# What to produce:
Set down the lines below exactly as they stand, please. Go from the first through the one containing "In master, we".

# Data under study:
PR #894, opened 2020-06-14
Inductive bracket instances

### LINKED ISSUE #860: CE 3: Attempting to Make Bracket More Composable
So there's a bit of a problem with `bracket` in master (and how it is currently defined in ce3): namely, inductive instances with zeros. The problem is nicely illustrated by the `Bracket` formed by `EitherT[F` where `F` forms a `Bracket`. Specifically, when we sequence the `release` action (which is of type `A => EitherT[F, E, Unit]` within the `Bracket[F`, we need to produce a function of type `A => F[Unit]`. The only way to do this is something like `_.andThen(_.value.void)`, which *works* but has the effect of dropping any `E` sequenced within the `EitherT`. This in turn is inconsistent with `ApplicativeError`, which is a problem.

In master, we resolve this by not having inductive instances for `Bracket`, and instead waiting until we can get to `Sync` and using a `Ref` to pass the error around. Which is… not great. I think we can do better.

If you look at `ApplicativeError`, you'll notice that the equivalent of `bracket` is `onError`, which in turn is implemented in terms of `handleErrorWith`, which has the signature `F[A] => (E => F[A]) => F[A]`. Critically, the handler action has the ability to pass a non-`Unit` value out into the context. When the handler simply wants to re-raise the error (as in the case of `onError`), then `void` is fine. However, the fact that `handleErrorWith` is the primitive means that inductive `ApplicativeError` instances have the ability to sequence state (in the case of `EitherT`, this would be the `Either`) from the handler back "outside" where it can be re-wrapped into the inductive structure.

Unfortunately, doing this with `bracket` is a lot more complicated, since we don't have any place to put state when we're in the `Outcome.Canceled` case. Nevertheless, I think the same trick can be applied:

```scala
  def bracketCase[A, B](
      acquire: F[A])(
      use: A => F[B])(
      release: (A, Case[B]) => F[B])
      : F[B]
```

Note that this also makes `bracket` considerably easier to test.

*However* the moment we do this, we must re-confront the problem of ignoring errors in handlers. In other words, what value should this have?

```scala
F.bracket(F.unit)(_ => F.unit)(_ => F.raiseError(e))
```

Should this be `F.unit`, or `F.raiseError(e)`? I'm starting to think the *correct* answer is the latter. This is the answer which is coherent with `handleErrorWith`, and it allows us to avoid all of this `Ref` juggling. Now, to be clear, errors would still get dropped in the event of cancelation, because there's simply no place for them to go (except an implementation-specific side-channel), but that's the nature of concurrent preemption.

Thoughts?

djspiewak:
Experimenting with inductive `Bracket` instances for `OptionT`.

Fixes #860

### DIFF
--- a/laws/src/test/scala/cats/effect/BracketSpec.scala
+++ b/laws/src/test/scala/cats/effect/BracketSpec.scala
@@ -1,0 +1,37 @@
+/*
+ * Copyright 2020 Typelevel
+ *
+ * Licensed under the Apache License, Version 2.0 (the "License");
+ * you may not use this file except in compliance with the License.
+ * You may obtain a copy of the License at
+ *
+ *     http://www.apache.org/licenses/LICENSE-2.0
+ *
+ * Unless required by applicable law or agreed to in writing, software
+ * distributed under the License is distributed on an "AS IS" BASIS,
+ * WITHOUT WARRANTIES OR CONDITIONS OF ANY KIND, either express or implied.
+ * See the License for the specific language governing permissions and
+ * limitations under the License.
+ */
+
+package cats.effect
+
+import cats.data.OptionT
+import cats.effect.laws.BracketTests
+import cats.implicits._
+import cats.laws.discipline.arbitrary._
+
+import org.specs2.mutable.Specification
+
+import org.typelevel.discipline.specs2.mutable.Discipline
+
+class BracketSpec extends Specification with Discipline {
+
+  checkAll(
+    "Either[Int, *]",
+    BracketTests[Either[Int, *], Int].bracket[Int, Int, Int])
+
+  checkAll(
+    "OptionT[Either[Int, *], *]",
+    BracketTests[OptionT[Either[Int, *], *], Int].bracket[Int, Int, Int])
+}
--- a/core/src/main/scala/cats/effect/Sync.scala
+++ b/core/src/main/scala/cats/effect/Sync.scala
@@ -17,6 +17,11 @@
 package cats.effect
 
 import cats.{Defer, MonadError}
+import cats.data.OptionT
+
+import scala.concurrent.duration.FiniteDuration
+
+import java.time.Instant
 
 trait Sync[F[_]] extends MonadError[F, Throwable] with Clock[F] with Defer[F] {
   def delay[A](thunk: => A): F[A]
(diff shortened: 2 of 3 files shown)


cosmir17 (approved):
I attended Daniel's twitch session as 'ks1537'. I am not a member of the maintainers, so ignore my approval. It's a gesture of appreciation of Daniel's professional kindness of his knowledge sharing.

laws/src/test/scala/cats/effect/BracketSpec.scala
```diff
@@ -0,0 +1,37 @@
...
+
+class BracketSpec extends Specification with Discipline {
+
+  checkAll(
+    "Either[Int, *]",
+    BracketTests[Either[Int, *], Int].bracket[Int, Int, Int])
+
+  checkAll(
+    "OptionT[Either[Int, *], *]",
+    BracketTests[OptionT[Either[Int, *], *], Int].bracket[Int, Int, Int])
```
RaasAhsan, line 36: Is there more coming for an inductive `EitherT` instance?

djspiewak: At present, this is just a demonstration of what's possible. Further inductive instances will definitely be added.

As an aside, there are some problems with this approach. For example:

```scala
def foo[F[_], E, A](fa: F[A])(implicit F: Bracket[F, E]) =
  Bracket[OptionT[F, *], E].onCase(fa) { 
    case cs => ???
  }

def bar[F[_], E, A](fa: F[A])(implicit F: ConcurrentBracket[F, E]) =
  Bracket[OptionT[F, *], E].onCase(fa) { 
    case cs => ???
  }
```

The types of `cs` in `foo` and `bar` are not even remotely related. In `foo`, `cs` will have type `OptionT[F.Case, A]`, while in `bar`, `cs` will have type `Outcome[OptionT[F, *], E, A]`. I'm trying to decide whether or not users will be confused by this.

RaasAhsan: Interesting. Past comprehension, it's still possible for `F[_]` to be cancelled, even if you only have a `Bracket` class instance in scope, right? It seems like `Bracket` wouldn't let you *observe* cancellation, but it can still happen.

djspiewak: > It seems like Bracket wouldn't let you observe cancellation, but it can still happen.

Actually it'll still let you observe cancelation, it's just going to get wrapped up a bit differently. So to be clear, the `F.Case` existential type constructor is actually `Outcome[F, E, A]` if we assume that `foo` and `bar` can be called from the same call-site. So it's basically up to the type signatures to figure out whether or not you want the capability to observe cancelation *and* usefully act on it.

So specifically, you can constrain `Case` to be something:

```scala
def foo[F[_], C[_], E, A](fa: F[A])(implicit F: Bracket.Aux[F, E, C], C: ApplicativeError[C, E]) = ???
```

Okay, that's a bit of a gimme, since that same `ApplicativeError` instance will be available from `F.CaseInstance`, but you can further constrain things if you really want to. Like, for example:

```scala
def foo[F[_], C[_], E, A](fa: F[A])(implicit F: Bracket.Aux[F, E, C], C: ApplicativeError[C, E], filter: FunctorFilter[C]) = ???
```

Now `C` is very likely to characterize something a lot like `Outcome`, though we can't necessarily *observe* it since we have no way of extracting cases, given these signatures, but you see where I'm going with this. Basically, if you need to be able to do something with cancelation *specifically* in the body of `foo` (as opposed to just responding generically to an opaque existential `Case`), then you need to define what `Case` is in the constraints.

# Final answer:
PR #894, opened 2020-06-14
Inductive bracket instances

### LINKED ISSUE #860: CE 3: Attempting to Make Bracket More Composable
So there's a bit of a problem with `bracket` in master (and how it is currently defined in ce3): namely, inductive instances with zeros. The problem is nicely illustrated by the `Bracket` formed by `EitherT[F` where `F` forms a `Bracket`. Specifically, when we sequence the `release` action (which is of type `A => EitherT[F, E, Unit]` within the `Bracket[F`, we need to produce a function of type `A => F[Unit]`. The only way to do this is something like `_.andThen(_.value.void)`, which *works* but has the effect of dropping any `E` sequenced within the `EitherT`. This in turn is inconsistent with `ApplicativeError`, which is a problem.

In master, we resolve this by not having inductive instances for `Bracket`, and instead waiting until we can get to `Sync` and using a `Ref` to pass the error around. Which is… not great. I think we can do better.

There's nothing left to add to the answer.